PR #46, opened 2020-02-13
CORE-868: provide a reasonably easy way for the user to be returned t…

slr71:
…o the current URL after logging in

This approach does require the UI to redirect the user to a different URL depending on where the user is currently. Suppose, for example that the current URL path is `/data?path=/foo/bar/baz`. If the user chooses to log in, the UI will redirect the user to `/login/data?path=/foo/bar/baz`. Once authentication is complete, the user will be redirected back to `/data?path=/foo/bar/baz` with the user's identification in the request.

### DIFF
--- a/src/server/index.js
+++ b/src/server/index.js
@@ -3,6 +3,7 @@ import next from "next";
 import passport from "passport";
 import session from "express-session";
 import pgsimple from "connect-pg-simple";
+import { ensureLoggedIn } from "connect-ensure-login";
 
 import * as config from "./configuration";
 import * as authStrategy from "./authStrategy";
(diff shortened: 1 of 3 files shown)


src/server/index.js
```diff
@@ -66,6 +67,11 @@ app.prepare()
             })
         );
 
+        logger.info("adding the /login/* handler");
+        server.get("/login/*", ensureLoggedIn("/login"), (req, res) => {
```
ash3rz: From what I can tell, this should be doable.  Looks like `next/router` has an `asPath` method that should return the current page.  So from the UI side, we'd be navigating to `/login/${router.asPath}`.

slr71:
Thanks for the review!

PR #47, opened 2020-02-14
Bump ui-lib version, update table row component, update theme

ash3rz:
Not 100% sure if this is what we intended to do with the theme in sonora or not.


ash3rz:
Thanks for the review!  I'll do a quick rebase before merging.

PR #51, opened 2020-02-18
Drag-n-drop file uploads

johnworth:
This PR depends on https://github.com/cyverse-de/sonora/pull/48.

Adds the ability to drop files into the data listing and have them be uploaded to the directory being listed. The listing should auto-refresh once the uploads complete.

This uses the UploadTrackingProvider and associated hooks to add to the global uploads state. This will eventually be used by an Upload Queue component to list the in-progress uploads.

A story called `Uploads/UploadDropTarget/Upload Drop Target Test` with a mocked up API call can be used to see the how the number of tracked and completed uploads is changed when you drop files onto a listing.

Most likely, additional changes will be made to this code in the PR that adds the Upload Queue.

Screenshot without drag-n-drop:

Screen Shot 2020-02-24 at 8 53 16 AM (3)

With drag-n-drop:

Screen Shot 2020-02-24 at 8 53 30 AM


src/components/data/listing/UploadDrop.js
```diff
@@ -0,0 +1,144 @@
...
+
+    // Get all of the files split out into their own list.
+    let fileItems = allItems
+        .filter((i) => i.kind === "file")
+        .map((i) => i.getAsFile())
+        .filter((f) => f.size > 0) // filter out 0-byte files and directories.
+        .map((i) => ({ kind: KindFile, value: i }));
+
+    // Clear out any nulls from the list.
+    fileItems = fileItems.filter((i) => i !== null && i !== "undefined");
```
slr71: I don't quite understand this line. It would seem to me that the last `map` in the previous line would mean that each of the items in `fileItems` would be an object and this line would have no effect. Am I missing something here?

src/common/callApi.js
```diff
@@ -1,17 +1,24 @@
...
+ * @module callApi
+ */
+
+/**
  * A function which should help standardize how fetch calls are handled.
  * The promise returned from fetch is returned to the caller so more
  * can be chained to it.
  *
- * Sample usages:
+ * @example <caption>Basic GET request</caption>
```
psarando: 👍

src/common/callApi.js
```diff
@@ -48,24 +54,114 @@ const callApi = (props) => {
...
+ * @param {object} props - An object containing method, endpoint, and headers fields.
+ * @returns {object}
+ */
+export const checkForError = async (resp, { method, endpoint, headers }) => {
+    if (!resp.ok) {
+        throw await getAPIErrorFromResponse(resp, method, endpoint, headers);
+    }
+
+    return resp;
+};
```
psarando: 👍

src/components/data/listing/UploadDropTarget.js
```diff
@@ -0,0 +1,104 @@
...
+ * Performs file uploads to the `path` directory in the data store when
+ * files are dropped onto the child components.
+ *
+ * @param {UploadDropTargetProps} props - The props for the component.
+ * @returns {Object}
+ */
+const UploadDropTarget = (props) => {
+    const uploadDispatch = useUploadTrackingDispatch();
+    const [dragCounter, setDragCounter] = useState(0);
+    const { children, path, uploadCompletedCB } = props;
```
psarando: It took me a second to parse `CB`.
I think I'm used to seeing callbacks named something like `onUploadCompleted`, but it's not a problem.

src/components/data/listing/UploadDropTarget.js
```diff
@@ -0,0 +1,104 @@
...
+    const handleDragOver = (event) => {
+        setupEvent(event);
+    };
+
+    const handleDragEnter = (event) => {
+        setupEvent(event);
+
+        // This event fires for all sub-elements that the items are dragged over,
+        // so we track the number of elements and check it below to prevent the
+        // border color from flickering for every element that's passed over.
```
psarando: 👍

src/components/data/listing/UploadDropTarget.js
```diff
@@ -0,0 +1,104 @@
...
+        if (event.dataTransfer.items && event.dataTransfer.items.length > 0) {
+            setDragCounter(dragCounter + 1);
+        }
+    };
+
+    const handleDragLeave = (event) => {
+        setupEvent(event);
+
+        // See the comment in handleDragIn() for why we're doing this.
```
psarando: 👍 
but I think you mean `handleDragEnter`

src/components/data/listing/UploadDrop.js
psarando: I'm thinking the same thing, but if there ever is a chance of a null in this list, then I would think this `filter` should be called first on `allItems`.

Also, I think this could be simplified as `allItems.filter(i => i)`, since `null` and `undefined` are already falsey (and I don't think we want to keep other falsey values like `0`).

psarando: Or the very first `filter` can guard against nulls:
```javascript
    let fileItems = allItems
        .filter((i) => (i && i.kind === "file"))
```

johnworth: This should be fixed now.

PR #217, opened 2020-11-02
Instant Launch Proof-of-Concept

johnworth:
Proof of concept project to show that instant launches can be built on top of existing APIs. Even if the overall PoC doesn't work out, additional APIs and work on Sonora will get finished.


package.json
```diff
@@ -77,6 +77,7 @@
         "js-yaml": "^3.13.1",
         "jsonpath-plus": "^4.0.0",
         "keycloak-connect": "^7.0.1",
+        "micromatch": "^4.0.2",
```
johnworth, line 80: I'm using this for the glob matching support in the instant launch mapping. infoType matching is also supported, and regex matching should be easy to add.

src/components/data/listing/Listing.js
```diff
@@ -47,6 +47,11 @@ import {
     INFO_TYPES_QUERY_KEY,
 } from "serviceFacades/filesystem";
 
+import {
+    getDefaultsMapping,
+    DEFAULTS_MAPPING_QUERY_KEY,
+} from "serviceFacades/instantlaunches";
```
johnworth, line 53: I put this here because I wasn't sure that this needed to be a context, and I read that contexts should be used sparingly.

src/components/data/listing/Listing.js
```diff
@@ -452,7 +472,11 @@ function Listing(props) {
         }
     };
 
-    const isLoading = isQueryLoading([isFetching, removeResourceStatus]);
+    const isLoading = isQueryLoading([
+        isFetching,
+        removeResourceStatus,
+        isFetchingDefaultsMapping,
+    ]);
```
johnworth, line 479: Updated to account for the new API call to fetch the defaults mapping. Still not 100% that I like having the additional API call here, but I'm unsure about where else to put it so that it will get reloaded periodically.

src/components/data/listing/TableView.js
```diff
@@ -135,8 +140,9 @@ function TableView(props) {
         onMetadataSelected,
         onPublicLinksSelected,
         rowDotMenuVisibility,
-        onDownloadSelected,
```
johnworth, line 138: This was raising warnings in my IDE about it not being used, so I nuked it.

src/components/data/listing/TableView.js
```diff
@@ -361,7 +372,7 @@ function TableView(props) {
                                                 )}
                                                 onClick={() => {
                                                     handlePathChange(
-                                                        `${path}/${resource.label}`,
+                                                        resourcePath,
```
johnworth, line 375: Only changed because we're now using the resourcePath in a couple of locations.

_ _ _ _ _ _ _

* [What you have to do]:
Which lines above contain the word "Queue"? Copy each one.

* [Finished task]:
This uses the UploadTrackingProvider and associated hooks to add to the global uploads state. This will eventually be used by an Upload Queue component to list the in-progress uploads.
Most likely, additional changes will be made to this code in the PR that adds the Upload Queue.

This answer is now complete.